1 2 3
Бельтов встал с дивана и быстро ходил по комнате; потом он вдруг остановился перед стариком.
— Позвольте мне вас теперь спросить: кто вам дал право так дерзко и так грубо дотрогиваться до святейшей тайны моей жизни? Почему вы знаете, что я не вдвое несчастнее других? Но я забываю ваш тон; извольте, я буду говорить. Что вам от меня надобно знать? Люблю ли я эту женщину? Я люблю ее! Да, да! Тысячу раз повторяю вам: я люблю всеми силами души моей эту женщину! Я ее люблю, слышите?
— Так зачем же вы ее губите? Если б вы были человек с душою, вы остановились бы на первой ступени, вы не дали бы заметить своей любви! Зачем вы не оставили их дом? Зачем?
— Вы проще спросите: зачем я живу вообще? Действительно, не знаю! Может, для того, чтоб сгубить эту семью, чтоб погубить лучшую женщину, которую я встречал. Вам все это легко и спрашивать и осуждать. Видно, в вас сердце-то смолоду билось тихо, а то бы осталось хоть что-нибудь в воспоминании. Извольте, я буду отвечать на ваши вопросы. Да! Я чувствую теперь потребность не оправдываться, — я не признаю над собою суда, кроме меня самого, — а говорить; да сверх того, вам нечего больше мне сказать: я понял вас; вы будете только пробовать те же вещи облекать в более и более оскорбительную форму; это наконец раздражит нас обоих, а, право, мне не хотелось бы поставить вас на барьер, между прочим, потому, что вы нужны, необходимы для этой женщины.

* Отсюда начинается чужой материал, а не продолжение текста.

PR #19597, opened 2022-04-08
large hashes: temporarily disable new optimization

rjbs:


demerphq:
I am not sure that the compiler will optimize this away.  I would prefer we define a macro:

— Говорите, говорите; я буду слушать.
— Я приехал сюда в одну из самых тяжелых эпох моей жизни. В последнее время я расстался с заграничными друзьями; здесь не было ни одного человека, близкого мне; я толкнулся к некоторым в Москве — ничего общего! Это укрепило меня еще более в намерении ехать в NN. Вы знаете, что здесь было и весело ли я жил. Вдруг я встречаю эту женщину… Вы ее любите, уважаете, но вы ее совсем не знаете, так точно, как не знаете меня. Вы дорого оценили ее семейное счастье, ее любовь к мужу, к ребенку — только; не сердитесь — есть минуты, в которые говорят не одни сладкие истины… Не думайте, чтобы внешняя близость или число лет распечатывали душу одного другому, — нисколько! Очень часто людей, живших лет двадцать вместе, в гроб кладут чужими, а иногда они и любят друг друга, да не знают, а братственное сочувствие в: один миг раскрывает в десять раз больше. К тому же, по вашей привычке морализировать, вы на нее смотрели докторально, сверху вниз, а я, изумленный необычайной силой ее, я склонялся перед ней. Удивительное существо! Как это сделалось в ней, что те результаты, на которые я пожертвовал полжизнию, до которых добился трудами и мучениями и которые так новы мне казались, что я ими дорожил, принимал их за нечто выработанное, — были для нее простыми, само собою понятными истинами: они ей казались обыкновении. Не знаю, я со многими людьми встречался, у каждого рано или поздно дойдешь до его горизонта, дойдешь до рва, чрез который он пересадить не может; в ней я не видел этого горизонта. Какие мгновения истинного блаженства я испытал в эти вечера, когда мы долго беседовали!.. Я отдохнул за весь холод, испытанный в моей жизни. Первый раз человек узнал, что такое любовь, что такое счастье, и зачем он не остановился? Это наконец становится смешно, столько благоразумия у меня нет. Да и потом это вовсе было не нужно. Когда я отдал отчет, когда я сам понял — было поздно.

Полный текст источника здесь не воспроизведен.